Human colonization by Streptococcus pneumoniae is a prerequisite for transmission and pneumococcal disease, causing 800,000 deaths/year. It is not fully understood how the bacteria transitions to cause invasive disease. The first line of defense occurs during interactions with the nasopharyngeal epithelium where carriage induces protective immunity. We have previously demonstrated using an experimental human pneumococcal challenge model (EHPC) and in vitro culture models, that pneumococci form surface micro-colonies and micro-invade nasal epithelial cells. Epithelial cell transcriptomic activation responses coincide with bacterial clearance in the EHPC, suggesting that the epithelium is central to the control of pneumococcal colonization.
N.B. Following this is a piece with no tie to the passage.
PR #147, opened 2020-07-12
Add cycle support for the cover platform

### LINKED ISSUE #146: io:CyclicGarageOpenerIOComponent not accessible by services, automations, and has status unknown
**Describe the bug**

In this study, we characterized the impact of a serotype 6B strain with deletions in pneumococcal biosynthesis genes (ΔX/PiaA and ΔY/PiaA) on epithelial-innate immune responses in vitro. We explored the hypothesis that these mutations influence pneumococcal interactions and the epithelial cell transcriptomic profile during micro-invasion events.
Using Detroit 562 cells, we observed a ten-fold reduction in both mutants’ association to the epithelium and a five-fold reduction in transmigration, compared to wild type colony forming unit counts. However, both mutants exhibited a higher micro-invasive index, and led to elevated epithelial secretion of IL-6 and IL-8. In contrast to the similarity between the mutant strains in the functional assays, the epithelial transcriptional responses following infection revealed a strong similarity between wild type and ΔX/PiaA strains, including induction expression of cytokine and chemokine genes and NF-κB transcriptional regulators. Although ΔY/PiaA induced these pathways to a lesser extent, we also discovered enhanced intracellular signaling, sorting and processing responses, which associated with elevated IL-33 protein secretion.
These data reveal a surprising uncoupling between the host cellular transcriptional response and the ability of pneumococcal strains to cross the epithelial barrier. Using the EHPC model, we will test the mutants’ ability to establish carriage and micro-invasion and, determine the epithelial transcriptomic signatures.